I find that the fufillment and delivery is quicker on the west coast than the east coast of the US. I believe the west coast is fulfilled in Mexico. A recent east coast order took much longer. There seems to be no problem with the print quality, although I find their product order system a bit misleading. If you upload the file and then position it, it looks different on the different mock ups available. I make adjustments to the positioning, but not the sizing. My problem is you have to guess where the start position is from the neck downwards. If they had a standard start position say 40mm, I could create my files to suit this.


----------



## NoXid (Apr 4, 2011)

The main problem with Printful has always been their high prices, but obviously that hasn't stopped them from being the GoTo POD (but it stopped me from using them, except as an emergency backup).

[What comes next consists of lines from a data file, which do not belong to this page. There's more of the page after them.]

PR #916, opened 2024-04-29
 feat(ckan): add alpha ckan helmchart

SyeKlu:


charts/ckan/templates/ingress.yaml
```diff
@@ -0,0 +1,29 @@
...
+    {{- toYaml . | nindent 4 }}
+  {{- end }}
+spec:
+  {{- if .Values.ckan.ingress.className }}
+  ingressClassName: {{ .Values.ckan.ingress.className }}
+  {{- end }}
+  tls:
+    - hosts:
+        - {{ required "You must provide a host, when enabling ingress" .Values.ckan.ingress.baseDomain | quote }}
+      secretName: {{ include "common.secrets.name" (dict "existingSecret" .Values.ckan.ingress.existingCertificate "defaultNameSuffix" "custom-certificate" "context" $) }}
```
cwrau, line 21: The `defaultNameSuffix` is used when no existingCertificate is given, therefore it should be something like `certificate`

```suggestion
      secretName: {{ include "common.secrets.name" (dict "existingSecret" .Values.ckan.ingress.existingCertificate "defaultNameSuffix" "certificate" "context" $) }}
```

charts/ckan/values.schema.json
```diff
@@ -0,0 +1,259 @@
...
+              "annotations": {
+                "type": "object"
+              },
+              "baseDomain": {
+                "type": "string",
+                "description": "The base domain to be used for cluster ingress",
+                "examples": [
+                  "teuto.net"
+                ]
+              }
```
cwrau, line 58: This is never _used_ as a real base domain, why not `host`?

Especially since this in the `ckan` block, so explicitly *not* a baseDomain

And the description doesn't match 😉

charts/ckan/templates/ingress.yaml
```diff
@@ -0,0 +1,29 @@
...
+  annotations:
+    {{- toYaml . | nindent 4 }}
+  {{- end }}
+spec:
+  {{- if .Values.ckan.ingress.className }}
+  ingressClassName: {{ .Values.ckan.ingress.className }}
+  {{- end }}
+  tls:
+    - hosts:
+        - {{ required "You must provide a host, when enabling ingress" .Values.ckan.ingress.baseDomain | quote }}
```
cwrau, line 20: This is better handled in the schema

charts/ckan/values.schema.json
```diff
@@ -0,0 +1,259 @@
...
+          "replicas": {
+            "type": "integer"
+          },
+          "siteId":{
+            "type": "string",
+            "decription": ""
+          },
+          "siteTitle": {
+            "type": "string",
+            "description": ""
```
cwrau, line 35: Empty?

charts/ckan/values.schema.json
```diff
@@ -0,0 +1,259 @@
...
+      },
+      "ckan": {
+        "type": "object",
+        "properties": {
+          "replicas": {
+            "type": "integer"
+          },
+          "siteId":{
+            "type": "string",
+            "decription": ""
```
cwrau, line 31: Typo, but empty anyways?

charts/ckan/values.schema.json
```diff
@@ -0,0 +1,259 @@
...
+              "type": "string"
+            },
+            "datapusherPassword": {
+              "type": "string"
+            },
+            "datapusherDb": {
+              "type": "string"
+            }
+          }
+        }
```
cwrau, line 188:
```suggestion
        "ckanDbs": {
          "type": "object",
          "patternProperties": {
            "datastore|datapusher": {
              "type": "object",
              "properties": {
                "username": {
                  "type": "string"
                },
                "password": {
                  "type": "string"
                },
                "db": {
                  "type": "string"
                }
              },
              "additionalProperties": false
            }
          }
        }
```

charts/ckan/values.schema.json
```diff
@@ -0,0 +1,259 @@
+{
+  "$schema": "https://json-schema.org/draft-07/schema",
+  "type": "object",
+  "title": "ckan configuration",
+  "properties": {
```
cwrau, line 5: The schema should be more strict, you basically need `additionalProperties: false` on all objects and you should add `required: []` where applicable.

Things like the securityContext should only be configurable if necessary, as the is rarely able to change something here, more often than not, it should just be hard-coded locked-down

charts/ckan/values.schema.json
```diff
@@ -0,0 +1,259 @@
...
+              "mailFrom": {
+                "$ref": "#/$defs/email"
+              },
+              "tls": {
+                "type": "string",
+                "enum": [
+                  "enabled",
+                  "disabled"
+                ]
+              },
```
cwrau, line 119:
```suggestion
              "tls": {
                "type": "object",
                "properties": {
                  "enabled": {
                    "type": "boolean"
                  }
                },
                "additionalProperties": false
              },
```

charts/ckan/templates/ckan/deployment.yaml
```diff
@@ -0,0 +1,115 @@
...
+  replicas: {{ .Values.ckan.replicas }}
+  selector:
+    matchLabels: {{- include "common.labels.matchLabels" . | nindent 6 }}
+      app.kubernetes.io/component: {{ $name }}
+  template:
+    metadata:
+      {{- with .Values.ckan.podAnnotations }}
+      annotations:
+        {{- toYaml . | nindent 8 }}
+      {{- end }}
```
cwrau, line 19: What would this be used for?

charts/ckan/values.schema.json
```diff
@@ -0,0 +1,259 @@
...
+      "redis": {
+        "enabled": {
+          "type": "boolean"
+        }
+      },
+      "solr": {
+        "enabled": {
+          "type": "boolean"
+        }
+      }
```
cwrau, line 199: That's not how that works, missing the `properties` field and `additionalProperties: false` as well

charts/ckan/values.schema.json
```diff
@@ -0,0 +1,259 @@
...
+    }
+  },
+  "$defs": {
+    "id": {
```
cwrau, line 203: This is never used?

charts/ckan/values.yaml
```diff
@@ -0,0 +1,120 @@
...
+    pullPolicy: IfNotPresent
+    pullSecrets: [ ]
+    repository: syeklu/ckan
+    tag: 0.1.0
+    digest: ""
+  ingress:
+    enabled: true
+    className: ""
+    annotations:
+      # kubernetes.io/ingress.class: nginx
```
cwrau, line 35: This is deprecated anyways

```suggestion
```

charts/ckan/values.yaml
```diff
@@ -0,0 +1,120 @@
...
+      kubernetes.io/tls-acme: "true"
+    baseDomain: ckan.local
```
cwrau, line 37: Stuff like `ingress.host` shouldn't be provided by default

charts/ckan/values.yaml
```diff
@@ -0,0 +1,120 @@
...
+  persistence:
+    accessMode: ReadWriteOnce
+    storageClass: ""
+    size: 100Mi
+    storagePath: "/var/lib/ckan/default"
+  sysadmin:
+    name: ckan_admin
+    password: test1234
```
cwrau, line 45: Stuff like names, passwords!!!, emails, ... shouldn't be set by default as well

charts/ckan/values.yaml
cwrau, line 1: For all permutations of parameters you should create `ci/${testCase?}-values.yaml` or `ci/${testCase?}-gen-values.sh` files, see https://github.com/teutonet/teutonet-helm-charts/tree/main/charts/base-cluster/ci

charts/ckan/templates/ingress.yaml
```diff
@@ -0,0 +1,29 @@
+{{- if .Values.ckan.ingress.enabled -}}
```
cwrau, line 1: You should just check for `.Values.ckan.ingress.baseDomain` or in future `.Values.ckan.ingress.host`, why force the user to set 2 fields if one is enough?

charts/ckan/values.schema.json
```diff
@@ -0,0 +1,259 @@
...
+      "properties": {
+        "imageRegistry": {
+          "type": "string",
+          "description": "The global container image proxy, e.g. [Nexus](https://artifacthub.io/packages/helm/sonatype/nexus-repository-manager), this needs to support various registries",
+          "examples": [
+            "nexus.teuto.net"
+          ]
+        },
+        "imagePullSecrets": {
+          "type": "array"
```
cwrau, line 17: Missing `items` schema

charts/ckan/values.schema.json
```diff
@@ -0,0 +1,259 @@
...
+    },
+    "pullSecrets": {
+      "type": "array",
+      "items": {
+        "type": "string"
+      }
+    },
+    "storageClass": {
+      "type": "string",
+      "description": "The storageClass to use for persistence, e.g. for prometheus, otherwise use the cluster default (teutostack-ssd)"
```
cwrau, line 250:
```suggestion
      "description": "The storageClass to use for persistence, otherwise use the cluster default (e.g. teutostack-ssd)"
```

cwrau (changes requested):

charts/ckan/templates/_helpers.tpl
```diff
@@ -0,0 +1,38 @@
...
+{{/*
+Get service port for ssolr.
+*/}}
+{{- define "ckan.solr.service.port" -}}
+8983
+{{- end -}}
+
+{{- define "ckan.helm.chartSpec" -}}
+  {{- include "common.helm.chartSpec" (dict "context" .context "repo" .repo "chart" .chart "prependReleaseName" false) -}}
+{{- end -}}
```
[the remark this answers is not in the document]
SyeKlu: was superfluous, I have removed it

charts/ckan/README.md.gotmpl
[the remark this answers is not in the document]
SyeKlu: is added

charts/ckan/README.md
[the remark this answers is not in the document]
SyeKlu: is removed

charts/ckan/values.schema.json
```diff
@@ -0,0 +1,259 @@
...
+                  "ReadWriteOncePod"
+                ]
+              },
+              "storageClass": {
+                "$ref": "#/$defs/storageClass"
+              },
+              "size": {
+                "$ref": "#/$defs/quantity"
+              },
+              "storagePath":{
```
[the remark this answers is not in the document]
SyeKlu: it is not configurable in the current status. i have removed it and installed it permanently

charts/ckan/templates/ckan/deployment.yaml
```diff
@@ -0,0 +1,110 @@
...
+    spec:
+      {{- include "common.images.renderPullSecrets" ( dict "images" (list .Values.ckan.image) "context" $) | indent 6 }}
+      automountServiceAccountToken: false
+      volumes:
+        - name: "ckan"
+          persistentVolumeClaim:
+            claimName: {{ $claimName }}
+      containers:
+        - name: {{ printf "%s-%s" .Chart.Name $name }}
+          env:
```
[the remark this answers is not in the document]
SyeKlu: they are now all referenced. however, the passwords etc are required in two secrets, so that automatic generation in the secret would be difficult.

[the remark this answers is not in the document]
cwrau: Why does that make it difficult? Can't you just create two secrets?

cwrau:
Missing `.metadata.namespace` on lots of resources.

charts/ckan/templates/ckan/deployment.yaml
```diff
@@ -0,0 +1,110 @@
+{{- $name := "ckan" -}}
+{{- $claimName := printf "%s-%s" (include "common.names.fullname" $) $name -}}
+apiVersion: apps/v1
+kind: Deployment
+metadata:
+  name: {{ printf "%s-%s" (include "common.names.fullname" $) $name | quote }}
+  labels: {{- include "common.labels.standard" . | nindent 4 }}
+    app.kubernetes.io/component: {{ $name }}
+spec:
```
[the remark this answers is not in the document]
cwrau: How is this resolved?

charts/ckan/templates/ckan/deployment.yaml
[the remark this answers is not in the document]
SyeKlu: there is a secret with the sql scripts for the database configuration and another one with the secrets for the environment variables

charts/ckan/values.yaml
```diff
@@ -0,0 +1,120 @@
...
+  sysadmin:
+    name: ""
+    password: ""
+    email: ""
+  podSecurityContext: {}
+  securityContext: {}
+  resources: {}
+
+datapusher:
+  replicas: 1
```
cwrau, line 54: Defaults should be production-ready, so this should probably be at least 2?

charts/ckan/values.yaml
```diff
@@ -0,0 +1,120 @@
...
+  coreNames:
+    - ckan
+  auth:
+    enabled: false
+    adminUsername: ""
+    adminPassword: ""
+  cloudEnabled: false
+  cloudBootstrap: false
+  collectionReplicas: 1
+  replicaCount: 1
```
cwrau, line 117: Defaults should be production-ready, so this should probably be at least 2?

charts/ckan/values.yaml
```diff
@@ -0,0 +1,120 @@
...
+  allowPrivilegeEscalation: false
+  privileged: false
+  capabilities:
+    drop:
+      - ALL
+  runAsGroup: 1000
+  runAsUser: 1000
+
+ckan:
+  replicas: 1
```
cwrau, line 28: Defaults should be production-ready, so this should probably be at least 2?

charts/ckan/values.schema.json
```diff
@@ -0,0 +1,286 @@
...
+      "postgresql": {
+        "type": "object",
+        "properties": {
+          "enabled": {
+            "type": "boolean"
+          },
+          "auth": {
+            "type": "object",
+            "required": [
+              "postgresPassword",
```
cwrau, line 169: Shouldn't we generate this one?

charts/ckan/values.schema.json
```diff
@@ -0,0 +1,286 @@
...
+                "$ref": "#/$defs/quantity"
+              }
+            }
+          },
+          "sysadmin": {
+            "type": "object",
+            "additionalProperties": false,
+            "required": [
+              "name",
+              "password",
```
cwrau, line 92: Shouldn't we generate this one?

cwrau (changes requested):
`.metadata.namespace` is missing from some resources

charts/ckan/templates/ckan/deployment.yaml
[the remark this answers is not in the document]
cwrau: Ah, you could create a `.sh` script instead of an `.sql` in which you can use the environment variables with a HEREDOC, see https://stackoverflow.com/a/70976611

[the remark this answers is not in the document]
SyeKlu: is fully implemented for all secrets throughout the chart

charts/ckan/values.yaml
```diff
@@ -0,0 +1,171 @@
...
+        valueFrom:
+          secretKeyRef:
+            name: '{{ printf "%s-config" (include "common.names.fullname" .) }}'
+            key: datastorePassword
+      - name: CKANDB_USER
+        valueFrom:
+          secretKeyRef:
+            name: '{{ printf "%s-config" (include "common.names.fullname" .) }}'
+            key: ckanDatabaseUsername
+      - name: CKANDB_Password
```
cwrau, line 116:
```suggestion
      - name: CKANDB_PASSWORD
```

charts/ckan/templates/ckan/deployment.yaml
```diff
@@ -0,0 +1,166 @@
...
+  replicas: 1
+  strategy:
+    type: RollingUpdate
+  selector:
+    matchLabels: {{- include "common.labels.matchLabels" . | nindent 6 }}
+      app.kubernetes.io/component: {{ $name }}
+  template:
+    metadata:
```
cwrau, line 18: Missing annotation with a secret checksum for auto-rotation on secret changes, see https://github.com/teutonet/teutonet-helm-charts/blob/main/charts/base-cluster/templates/monitoring/kube-prometheus-stack/_grafana-config.yaml#L21

charts/ckan/templates/ckan/secret.yaml
```diff
@@ -0,0 +1,19 @@
...
+apiVersion: v1
+kind: Secret
+metadata:
+  name: {{ printf "%s-%s-config" (include "common.names.fullname" $) $name | quote }}
+  labels: {{- include "common.labels.standard" . | nindent 4 }}
+    app.kubernetes.io/component: {{ $name }}
+  namespace: {{ .Release.Namespace | quote }}
+stringData:
+  sysAdminUsername: {{ .Values.ckan.sysadmin.name | default "ckan_admin" | quote }}
+  sysAdminPassword: {{ .Values.ckan.sysadmin.password | default (randAlphaNum 42) | quote }}
```
cwrau, line 11: This will result in changing the password *every time*, see https://github.com/teutonet/teutonet-helm-charts/blob/main/charts/base-cluster/templates/monitoring/kube-prometheus-stack/grafana-secret.yaml#L15 on how to do it persistently

charts/ckan/templates/ckan/secret.yaml
```diff
@@ -0,0 +1,19 @@
...
+  sysAdminEmail: {{ .Values.ckan.sysadmin.email | default "admin@test.com" | quote }}
+  {{- if .Values.ckan.smtp }}
+  smtpPassword: {{ .Values.ckan.smtp.password | quote }}
+  {{- end }}
+  {{- if .Values.solr.auth.enabled }}
+  solrUsername: {{ .Values.solr.auth.adminUsername }}
+  solrPassword: {{ .Values.solr.auth.adminPassword }}
```
cwrau, line 18: I would say this should be calculated for the users' convenience

charts/ckan/templates/postgresql/secret.yaml
```diff
@@ -0,0 +1,31 @@
+{{- $name := "postgresql" -}}
+{{- $postgresPassword := (.Values.postgresql.ckanDbs.postgresPassword | default (randAlphaNum 42)) }}
+{{- $ckanDatabasePassword := (.Values.postgresql.ckanDbs.ckanPassword | default (randAlphaNum 42) )}}
+{{- $datastorePassword := (.Values.postgresql.ckanDbs.datastorePassword | default (randAlphaNum 42)) }}
+{{- $datapusherPassword := (.Values.postgresql.ckanDbs.datapusherPassword | default (randAlphaNum 42) )}}
```
cwrau, line 5: These, as well, will be generated anew *every time*

charts/ckan/templates/postgresql/secret.yaml
```diff
@@ -0,0 +1,31 @@
...
+apiVersion: v1
+kind: Secret
+metadata:
+  name: {{ printf "%s-config" (include "ckan.postgresql.fullname" .) | quote }}
+  labels: {{- include "common.labels.standard" . | nindent 4 }}
+    app.kubernetes.io/component: {{ $name }}
+  namespace: {{ .Release.Namespace | quote }}
+stringData:
+  postgresPassword: {{ $postgresPassword | quote }}
+  replicationPassword: {{ (.Values.postgresql.ckanDbs.replicationPassword | default (randAlphaNum 42)) | quote }}
```
cwrau, line 19: Shouldn't this be handled the same as the ones above?

charts/ckan/templates/postgresql/secret.yaml
```diff
@@ -0,0 +1,31 @@
...
+  ckanDatabaseUsername: {{ $ckanDatabaseUsername | quote }}
+  ckanDatabasePassword: {{ $ckanDatabasePassword | quote }}
+  ckanDatabase: {{ $ckanDatabase | quote }}
+  ckanSqlAlchemyUrl: "postgresql://{{ $ckanDatabaseUsername }}:{{ $ckanDatabasePassword }}@{{ printf "%s-%s" (include "ckan.postgresql.fullname" . ) "primary" }}/{{ $ckanDatabase }}"
```
cwrau, line 23: I would think these URLs are better placed in the corresponding deployment with [dependent variables](https://kubernetes.io/docs/tasks/inject-data-application/define-interdependent-environment-variables/#define-an-environment-dependent-variable-for-a-container)

charts/ckan/templates/ckan/deployment.yaml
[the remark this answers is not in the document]
cwrau: If we decide that there can't be 2 pods, then you should set the strategy to `Recreate`

cwrau (changes requested):

charts/ckan/values.yaml
SyeKlu: Unfortunately, this is currently not possible there as there is also the problem with the RWO volume.

charts/ckan/values.yaml
SyeKlu: Unfortunately, this is currently not possible there as there is also the problem with the RWO volume.

charts/ckan/templates/ckan/deployment.yaml
SyeKlu: i have added it there. however, my problem is that i am referencing 3 secrets there. this is not possible with the common.utils.checksumTemplate function

cwrau: That's true, but you can just add multiple annotations 😉

SyeKlu: is now joined as a checksum using `-`

charts/ckan/templates/ingress.yaml
```diff
@@ -0,0 +1,47 @@
...
+  rules:
+    {{- if .Values.ckan.ingress.hostname }}
+    - host: {{ required "You must provide a host, when enabling ingress" .Values.ckan.ingress.hostname | quote }}
+      http:
+        paths:
+          - path: /
+            pathType: Prefix
+            backend: {{- include "common.ingress.backend" (dict "serviceName" $svcName "servicePort" "http" "context" $) | nindent 14 }}
+    {{- end }}
+  {{- if or (and .Values.ckan.ingress.tls (or (include "common.ingress.certManagerRequest" ( dict "annotations" .Values.ckan.ingress.annotations )) .Values.ckan.ingress.selfSigned)) .Values.ckan.ingress.extraTls }}
```
cwrau, line 32:
```suggestion
  {{- if .Values.ckan.ingress.tls }}
```

What is this `extraTls` or this `selfSigned` for?

charts/ckan/templates/ingress.yaml
```diff
@@ -0,0 +1,47 @@
...
+      {{- if .Values.ckan.ingress.existingSecret }}
+      secretName: {{ .Values.ckan.ingress.existingSecret }}
+      {{- else }}
+      secretName: {{ printf "%s-tls" (tpl .Values.ckan.ingress.hostname .) | trunc 63 | trimSuffix "-" }}
+      {{- end }}
+    {{- end }}
+    {{- if .Values.ckan.ingress.extraTls }}
+    {{- toYaml .Values.ckan.ingress.extraTls | nindent 4 }}
+    {{- end }}
+    {{- end }}
```
cwrau, line 46:
```suggestion
    - hosts:
        - {{ tpl .Values.ckan.ingress.hostname . | quote }}
      {{- if .Values.ckan.ingress.existingSecret }}
      secretName: {{ .Values.ckan.ingress.existingSecret }}
      {{- else }}
      secretName: {{ printf "%s-tls" (tpl .Values.ckan.ingress.hostname .) | trunc 63 | trimSuffix "-" }}
      {{- end }}
    {{- end }}
```

cwrau (changes requested):

charts/ckan/templates/ingress.yaml
SyeKlu: i had stuck to the per se standard of bitnami etc. but removed it

cwrau (dismissed):

cwrau (approved):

People returning shirts due to fitment is part of the business of selling garments. It is on you to bludgeon potential customers until they understand how the shirts fit. FYI Women's T-shirt size names HAVE NO STANDARDIZED MEANING, so spell it out in terms of bust measurement in inches, and emphasize that over the utterly useless size names. Also, describing the style as Slim Fitting, or the like, is probably a smart move, unless it is one of the rare Relaxed styles on the market.

If you are having this problem with men's shirts ... well, the god's are just against you. Men's sizes are pretty well defined; the main variance being side-seamed slim-fit vs. tubular boxy cuts, but the chest measurements are pretty consistent for a given size either way.


----------